[[ INFORMATION open ]]

PR #7229, opened 2017-07-14
[BUGFIX release] fix shutdown/interrupt code (rebased)

ro0gr:
rebased #7019 on top of master with #7086 included. 

There is one notable change in this PR: I've removed [`teardown()` from `cli/cli`](https://github.com/ember-cli/ember-cli/pull/7019/files#diff-16a41bfbe414387d773df099f941217eR197).
`teardown()` have changed the name to `release()` in master and it's now called from the [`cli/index`](https://github.com/ember-cli/ember-cli/blob/7f6246d63ef820a3eb07fbbb021969dbdcb9a262/lib/cli/index.js#L145)

Feel free to close it. Just wanted to push this fix/refactoring somehow in order to unlock #7069 

todo:
 - [ ] Simplify dealing with `capture-exit` vs `process.exit()` in the `cli/cli-test`. Possible solution: https://github.com/ember-cli/capture-exit/pull/23 
 - [ ] catch "ember new foo, test, SIGINT exits with error and clears tmp/" with unit tests and fix

### DIFF
--- a/tests/runner.js
+++ b/tests/runner.js
@@ -1,8 +1,5 @@
 'use strict';
 
-const captureExit = require('capture-exit');
-captureExit.captureExit();
-
 const glob = require('glob');
 const Mocha = require('mocha');
 const RSVP = require('rsvp');
--- a/tests/runner.js
+++ b/tests/runner.js
@@ -1,5 +1,8 @@
 'use strict';
 
+const captureExit = require('capture-exit');
+captureExit.captureExit();
+
 const glob = require('glob');
 const Mocha = require('mocha');
 const RSVP = require('rsvp');
--- a/tests/unit/cli/cli-test.js
+++ b/tests/unit/cli/cli-test.js
@@ -6,6 +6,7 @@ const MockAnalytics = require('../../helpers/mock-analytics');
 const td = require('testdouble');
 const Command = require('../../../lib/models/command');
 const Promise = require('rsvp').Promise;
+const SilentError = require('silent-error');
 
 let ui;
 let analytics;
@@ -65,10 +66,16 @@ function stubRun(name) {
 }
 
 describe('Unit: CLI', function() {
+  let teardownHandler;
   beforeEach(function() {
+    teardownHandler = td.function();
+    let teardown = td.function();
+    let addHandler = td.function();
+    td.when(addHandler(td.matchers.isA(Function))).thenReturn(teardownHandler);
+
     willInterruptProcess = td.replace('../../../lib/utilities/will-interrupt-process', {
-      addHandler: td.function(),
-      removeHandler: td.function(),
+      addHandler,
+      teardown,
     });
 
     CLI = require('../../../lib/cli/cli');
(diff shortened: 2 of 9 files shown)


stefanpenner:
hmm, looks like windows has a legitimate failure.

(also thanks for continuing to work on this, much appreciated!)

ro0gr:
Yes, I've noticed that. I'll take a look there

tests/runner.js
```diff
@@ -1,8 +1,5 @@
 'use strict';
 
-const captureExit = require('capture-exit');
-captureExit.captureExit();
```
ro0gr: I hope we don't need this after we abstracted `process` in `MockProcess`(I may be wrong)

tests/unit/cli/cli-test.js
```diff
@@ -66,11 +79,21 @@ function stubRun(name) {
...
+        // force `process-exit` to handle exit
+        process.exit();
+      },
     });
 
+    // capture-exit doesn't support `process` injection
+    // instead it always uses global `process`
+    origExit = process.exit;
+    // if we leave original exit then test run will be stopped once we send SIGINT
+    process.exit = function() {};
```
ro0gr: I've tried to explain the intention for this juggling with `exit` in comments. Basically the problem is that currently we can't path `process` instance to the `capture-exit.captureExit()`.

Btw I prefer to avoid changes in the `capture-exit` in the scope of this pr.

tests/unit/cli/cli-test.js
```diff
@@ -228,43 +254,78 @@ describe('Unit: CLI', function() {
...
-      return ember(['serve']).finally(function() {
-        td.verify(willInterruptProcess.removeHandler(onCommandInterrupt));
+      registerCommand(FakeCommand.extend({
+        run() {
+          throw error;
+        },
+      }));
+
+      return expect(ember(['fake'])).to.be.rejectedWith(error).then(() => {
+        expect(interruptionHandeled).to.equal(false);
```
ro0gr: FYI the [original](https://github.com/ember-cli/ember-cli/pull/7019/files#diff-aa94f362c4d6ae97d4d491b3a8cc4887R256) test tried to check that cleanup happens on error.  Anyway there is no such logic in cli.
Do we really want to cleanup if every time command throws an exception?

ro0gr:
status update: trying to catch 'ember new foo, test, SIGINT exits with error and clears tmp/' with unit tests

ro0gr:
I've played a little with `MockProcess` injection into the `capture-exit` and I don't really like this approach.

`MockProcess.exit()` isn't able to simulate a real `exit` behavior.  
The real `exit` allows a current nodejs event loop tick to be completed. but the next one tick will never happen, `MockProcess.exit()` can't achieve that:

```js
.then(() => mockProcess.exit())
.then(() => {
  // this will be executed
})
```
This makes unit testing of `cli` shutdown much less reliable(predictable). 

Currently I think it may worth an exploration to make a Mock for `capture-exit`. 
It will allow us to simulate integration with `capture-exit` as close as we can without [any changes in `capture-exit`](https://github.com/ember-cli/capture-exit/pull/23).

ro0gr:
close in favor of #7285

PR #7232, opened 2017-07-16
ENHANCEMENT - don't compress responses with the x-no-compression response header

akatov:
I'm using an http-proxy to proxy to an endpoint intended for long polling. Now this endpoint writes a newline to the HTTP connection in regular intervals to make sure the connection stays alive.

The compression middleware however buffers the output produced by the endpoint (and the http-proxy) waiting for it to complete so it can compress it. This leads to the initiator closing the connection after not receiving back any data.

Having the proposed change in place lets me circumvent this problem by setting a header on the response object like this:
```js
// server/proxies/long-poll.js
module.exports = function(app) {
  app.use('/long-poll', function(req, res) {
    res.setHeader('x-no-compression', 'true');
    require('http-proxy').createProxyServer().web(req, res, {
      target: 'http://long-polling.service.lvh.me:1234'
    });
  });
};
```

### DIFF
--- a/lib/tasks/server/express-server.js
+++ b/lib/tasks/server/express-server.js
@@ -192,7 +192,17 @@ class ExpressServerTask extends Task {
 
   startHttpServer() {
     this.app = this.express();
-    this.app.use(require('compression')());
+    const compression = require('compression');
+    this.app.use(compression({
+      filter(req, res) {
+        if (res.getHeader('x-no-compression')) {
+          // don't compress responses with this response header
+          return false;
+        } else {
+          return compression.filter(req, res);
+        }
+      },
+    }));
 
     this.setupHttpServer();
 
--- a/tests/unit/tasks/server/express-server-test.js
+++ b/tests/unit/tasks/server/express-server-test.js
@@ -210,6 +210,83 @@ describe('express-server', function() {
         });
     });
 
+    describe('compression', function() {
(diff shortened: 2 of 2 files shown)


stefanpenner:
I was going to say, maybe expressjs/compression supports this already, but apparently there readme suggests your approach https://github.com/expressjs/compression#filter-1!

I am fine with this change, but it likely needs a unit test. Or it may regress overtime.

stefanpenner:
Also looks like your tests are failing due to an eslint issue:

```
not ok 10 eslint should have no errors in lib
  lib/tasks/server/express-server.js
    204:8  error  Missing trailing comma  comma-dangle
  
  ✖ 1 problem (1 error, 0 warnings)
  
      at Context.<anonymous> (node_modules/mocha-eslint/index.js:36:15)
```

locally, you can run `npm run lint` to check linting rules without having to run the full tests.

akatov:
I fixed the eslint issue.
I'd also be grateful if you could point me to most fitting existing unit test to use as a blueprint for this feature?

akatov:
OK, added a unit test. Not really sure how to check whether the actual body is compressed, so I'm just checking for the correct response headers...

akatov:
rebased on v2.15.1

rwjblue:
Thanks for working on this!

PR #7233, opened 2017-07-16
Convert blueprints to use modules and bump ember-cli-babel

rwwagner90:
I converted the blueprints used in `ember init` over to use the new modules syntax, and bumped the `ember-cli-babel` version to ensure backwards compatibility with the polyfill.

We will also need to convert all the blueprints people run for the generators themselves, which I can do in a followup PR.

### DIFF
--- a/blueprints/app/files/app/app.js
+++ b/blueprints/app/files/app/app.js
@@ -1,9 +1,9 @@
-import Ember from 'ember';
+import Application from '@ember/application';
 import Resolver from './resolver';
 import loadInitializers from 'ember-load-initializers';
 import config from './config/environment';
 
-const App = Ember.Application.extend({
+const App = Application.extend({
   modulePrefix: config.modulePrefix,
   podModulePrefix: config.podModulePrefix,
   Resolver
--- a/blueprints/app/files/app/router.js
+++ b/blueprints/app/files/app/router.js
@@ -1,7 +1,7 @@
 import EmberRouter from '@ember/routing/router';
 import config from './config/environment';
 
-const Router = Router.extend({
+const Router = EmberRouter.extend({
   location: config.locationType,
   rootURL: config.rootURL
 });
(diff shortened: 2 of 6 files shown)


stefanpenner:
This looks great!

@rwjblue whats our release plan for the new module API?

rwwagner90:
@stefanpenner do we need to update all the blueprints people can run to generate files at the same time or can this be done as a first step? Happy to start on another PR for the other blueprints if we need that at the same time.

stefanpenner:
I suspect for updating peoples app a code-mode, maybe via ember-watson would be most appropriate?

Turbo87:
> do we need to update all the blueprints people can run to generate files at the same time

this will be hard anyway since they are inside of Ember.js, not Ember CLI, so it will depend on the Ember version if people will be able to take advantage of them. I'm also wondering if we should check the `ember-cli-babel` version of the host project before generating things and branch out depending on if that version supports the new module imports or not.

> I suspect for updating peoples app a code-mode, maybe via ember-watson would be most appropriate?

you mean like https://github.com/ember-cli/ember-modules-codemod? 😉

rwwagner90:
@Turbo87 I can make the conversion on the Ember.js repo as well, if you'd like.

rwjblue:
In general we are shooting for using new shims in blueprints as of 2.16. As mentioned by a few folks above, this will require changing things here (seems handled by this PR), in emberjs/ember.js, and the guides. All of the changes should be done in master branch (which means it targets 2.16) for each project (though the guides will have to hold off on merging due to CD). 

Tldr; we should land these changes whenever we are comfortable with them (they look good to me).

rwjblue:
>  I'm also wondering if we should check the ember-cli-babel version of the host project before generating things and branch out depending on if that version supports the new module imports or not.

Ya, I agree. The imports either will need to be made locals or we need to enable ember-cli-babel@5 to support the new imports (which I'd prefer not to do)...

PR #7234, opened 2017-07-16
Revert "Revert "Remove arbitrary *.js filtering for addon tree.""

stefanpenner:
This reverts commit dee542cdf9aad28df93b093ccdea21b0d9e103ab.

We should get this back in

- [ ] reproduction of the original issue
- [ ] ensure it is already addressed, or address the issue.

### DIFF
--- a/lib/models/addon.js
+++ b/lib/models/addon.js
@@ -1137,11 +1137,7 @@ let addonProto = {
   addonJsFiles(tree) {
     this._requireBuildPackages();
 
-    let includePatterns = this.registry.extensionsForType('js')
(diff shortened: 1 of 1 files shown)


stefanpenner:
I could also pretty easily make plugin (or potentially adapt funnel) to fast-path this existing requirement. Rather then linkRoots, its essentially link all toplevel, except for `styles`...

stefanpenner:
the area of concern: https://github.com/ember-cli/ember-cli/blob/master/lib/models/addon.js#L745-L750

Turbo87:

PR #7239, opened 2017-07-19
Removes private `_mergeTrees` function

twokul:
`_mergeTrees` served as a proxy around `mergeTrees` module; it doesn't seem to provide a lot of value.

I had to refactor out tests a little (as some of them were spying `app._mergeTrees`) and replaced it with similar tests + a new utility.

Update:

per @rwjblue request -- it seems like addons don't rely on `app._mergeTrees`. [Search on EmberObserver](https://emberobserver.com/code-search?codeQuery=_mergeTrees) returned 3 results but after double-checking the source code, it doesn't look like any of them are still using it.

### DIFF
--- a/lib/broccoli/ember-app.js
+++ b/lib/broccoli/ember-app.js
@@ -40,6 +40,7 @@ const Funnel = require('broccoli-funnel');
 const funnelReducer = require('broccoli-funnel-reducer');
 const logger = require('heimdalljs-logger')('ember-cli:ember-app');
 const addonProcessTree = require('../utilities/addon-process-tree');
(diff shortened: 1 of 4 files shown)


rwjblue:
In general this seems fine. I believe this was mostly only around to aid in testing, and IMHO the mock style tests end up being pretty brittle and provide little validation of the actual fundamental functionality that things rely on. 

Also, Please double check with an emberobserver.com/code-search to ensure this is not being used in addons. At one point I believe it was used by some addons that we would prefer to avoid breaking (though hopefully they have since updated away).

[[ INFORMATION closed ]]

• _WORK INSTRUCTION_: Where in the records does the word "imports" appear? Copy each line that holds it.

• _SOLUTION TO THE PROBLEM_:
this will be hard anyway since they are inside of Ember.js, not Ember CLI, so it will depend on the Ember version if people will be able to take advantage of them. I'm also wondering if we should check the `ember-cli-babel` version of the host project before generating things and branch out depending on if that version supports the new module imports or not.
>  I'm also wondering if we should check the ember-cli-babel version of the host project before generating things and branch out depending on if that version supports the new module imports or not.
Ya, I agree. The imports either will need to be made locals or we need to enable ember-cli-babel@5 to support the new imports (which I'd prefer not to do)...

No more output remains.